Três dias após atacar o STF (Supremo Tribunal Federal) em vídeo publicado nas redes sociais e ser preso por ordem do ministro Alexandre de Moraes, o deputado Daniel Silveira (PSL-RJ) pediu desculpas e se disse arrependido durante a sessão da Câmara dos Deputados que manteve sua prisão.

“Em momento algum eu vejo ponto positivo na minha fala (...) O ser humano vai de zero a cem em segundos. Você está com um pensamento e se exagera. Quem nunca fez isso na vida?”, afirmou.

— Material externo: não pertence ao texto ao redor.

PR #7531, opened 2020-02-16
fix double execution of killed event

commy2:
- I can't reproduce the error if I don't return values when the unit is dead.

Don't ask why this works.

### DIFF
--- a/addons/medical_engine/XEH_postInit.sqf
+++ b/addons/medical_engine/XEH_postInit.sqf
@@ -24,7 +24,10 @@
         // "exitWith", which would be broken with "HandleDamage" otherwise.
         _unit setVariable [
             QEGVAR(medical,HandleDamageEHID),
-            _unit addEventHandler ["HandleDamage", {_this call FUNC(handleDamage)}]
+            _unit addEventHandler ["HandleDamage", {
+                private _return = _this call FUNC(handleDamage);
+                if (alive _unit) then {_return};
+            }]
         ];
     };
 }, nil, [IGNORE_BASE_UAVPILOTS], true] call CBA_fnc_addClassEventHandler;
--- a/addons/medical_engine/XEH_postInit.sqf
+++ b/addons/medical_engine/XEH_postInit.sqf
@@ -27,7 +27,7 @@
             _unit addEventHandler ["HandleDamage", {
                 // Not returning anything for dead units prevents double execution of Killed events.
                 private _return = _this call FUNC(handleDamage);
-                if (alive _unit) then {_return};
+                if (alive param [0]) then {_return};
             }]
         ];
     };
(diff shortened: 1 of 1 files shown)


commy2:
Please test with:
```sqf
["CAManBase", "Init", { 
    params ["_unit"]; 
 
    _unit addEventHandler ["Killed", { 
        systemChat str _this;
    }]; 
}, nil, nil, true] call CBA_fnc_addClassEventHandler; 
```

, because:
```sqf
["CAManBase", "Killed", { 
    systemChat str _this;
```
is already covered by https://github.com/CBATeam/CBA_A3/pull/1291

jonpas:
Write a comment directly in the code, so it won't get cleaned up one day.

commy2:
Done.

PabstMirror:
Seems to report correct killer, will do mp testing soon

addons/medical_engine/XEH_postInit.sqf
```diff
@@ -24,7 +24,11 @@
         // "exitWith", which would be broken with "HandleDamage" otherwise.
         _unit setVariable [
             QEGVAR(medical,HandleDamageEHID),
-            _unit addEventHandler ["HandleDamage", {_this call FUNC(handleDamage)}]
+            _unit addEventHandler ["HandleDamage", {
+                // Not returning anything for dead units prevents double execution of Killed events.
+                private _return = _this call FUNC(handleDamage);
+                if (alive _unit) then {_return};
```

Na mesma tarde em que ocorria a sessão na Câmara, na sexta-feira (19), a Folha esteve em Samambaia, bairro onde o parlamentar passou a juventude, a 6 km do centro de Petrópolis (RJ). Lá, amigos saíram em sua defesa, criticaram o STF e diziam que o deputado nunca foi uma pessoa agressiva.

Rua onde o deputado Daniel Silveira morou na juventude, no bairro Samambaia, a 6km do centro de Petrópolis (RJ)
Rua onde o deputado Daniel Silveira morou na juventude, no bairro Samambaia, a 6km do centro de Petrópolis (RJ) - Ana Luiza Albuquerque/Folhapress

Dono de uma padaria na localidade, Felipe Dutra, 37, conhece Silveira, 38, desde os 16 anos, quando malhavam juntos. Ele disse à reportagem que os vizinhos apoiaram a atitude do parlamentar, que “falou o que muita gente queria falar”.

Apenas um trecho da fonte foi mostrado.